We usually want to do things to data, such as gather, clean, transform, report, etc. We used to do this on mainframes or desktop computers. Now we upload to the cloud. Different clouds may specialize in different data processing services. How do we move data around? You can’t, practically, download petabytes of data from one cloud in order to upload it to another. In other words, how to you move data through the “inter-cloud” (a phrase I frequently heard).

The next couple of slides addressed this issue, which is, essentially, about data workflow.

That’s proposed abstraction of data workflow. Here is another, in the biomedical domain.

How much does it cost to move data through the cloud? How about 600 picocents a bit? (A completely out of context factoid, I admit!).

And cost of data is only half the equation. Data has to have a positive net value to be retained in an accessible fashion. Otherwise it’s “archived”, in which case, quipped a presenter (@awadallah of @cloudera), it takes an act of God or an order from government to retrieve.

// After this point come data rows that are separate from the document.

PR #926, opened 2022-08-11
fix: NAJ-61

AbdulBaseerKhan:
## Motivation
NAJ-61

## Description
This case can occurred (typeof result.status.Failure === 'object' can process on Failure object in case of null). Fixed!

## Checklist
- [ ] Added automated tests

### DIFF
--- a/packages/near-api-js/src/account.ts
+++ b/packages/near-api-js/src/account.ts
@@ -253,6 +253,7 @@ export class Account {
         }, []);
         this.printLogsAndFailures(signedTx.transaction.receiverId, flatLogs);
 
+       // Should be falsy if result.status.Failure is null
         if (!returnError && typeof result.status === 'object' && typeof result.status.Failure === 'object'  && result.status.Failure !== null) {
             // if error data has error_message and error_type properties, we consider that node returned an error in the old format
             if (result.status.Failure.error_message && result.status.Failure.error_type) {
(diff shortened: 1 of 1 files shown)


packages/near-api-js/src/account.ts
```diff
@@ -253,7 +253,7 @@ export class Account {
         }, []);
         this.printLogsAndFailures(signedTx.transaction.receiverId, flatLogs);
 
-        if (!returnError && typeof result.status === 'object' && typeof result.status.Failure === 'object') {
+        if (!returnError && typeof result.status === 'object' && typeof result.status.Failure === 'object'  && result.status.Failure !== null) {
```
esaminu, line 256: The number of `result.status.Failure` that pass this check go down after this change. Do you mean to use `||`?

AbdulBaseerKhan: @esaminu 
No here we have to use `&&` because `typeof null` is 'object'. `result.status.Failure = null` means there is no Failure so it should not go to error block.

esaminu: Thanks for clarifying! Can we add something like this?

```suggestion
       // Should be falsy if result.status.Failure is null
        if (!returnError && typeof result.status === 'object' && typeof result.status.Failure === 'object'  && result.status.Failure !== null) {
```
Or it would be even better if we can mock and test this but not necessary if we don't already have tests that mock this imo.

marcinbodnar (changes requested):
@AbdulBaseerKhan Please, add a comment that @esaminu proposed and rebased PR so it will be ready for approval. Thank you.

AbdulBaseerKhan:
@marcinbodnar done

marcinbodnar (approved):
LGTM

And, keep in mind, cost and price are not the same thing.

One person’s cost (the buyer) is another person’s price (the seller). Folks call for price transparency. Unfortunately, most healthcare organizations don’t know their true costs, so they don’t know how to correctly price. (Hey! I was a pre-med accountancy major!) In order for external price transparency to be helpful it has to reflect internal cost transparency.

Ideally, in a free market, microeconomics operates to drive prices down to costs. This is because if there is any excess profit, sellers will enter the market to compete on price. Once price equals cost there is no more lure. However, if you don’t know your costs, you don’t know what price will allow you to continue in business in a sustainable manner. Price transparency without reflecting true costs is unhelpful to the healthcare system as a whole.

I hope that the combination of cloud computing (with its metered service costs) and big data (about costs!) will help make a dent in healthcare’s price/cost transparency quandary. But that is really another entire blog post. And it is time to wrap up this one!

I’ll close this blog post with the question from the audience that I tweeted above. How do we make sure that standards (after all we are here at the National Institute of Standards and Technology) don’t prevent future innovation? Sound familiar? (If you are from Health IT, it must!). No, I didn’t hear any better answer to this question than I’ve heard in debates about healthcare standards. Oh well. These people are really smart. Makes me feel better.

That said, the NIST Cloud Computing and Big Data Forum & Workshop was truly a remarkable convocation of smart people (I heard about a thousand physically attended, not counting those watching the web cast). I learned a lot about cloud computing, big data, and big data in the cloud, relevant to where healthcare informatics is and is going. I hope you enjoyed my account of the experience, and that the social media angle contributed by my, and others’, tweets, gave it an extra dimension and degree of immediacy.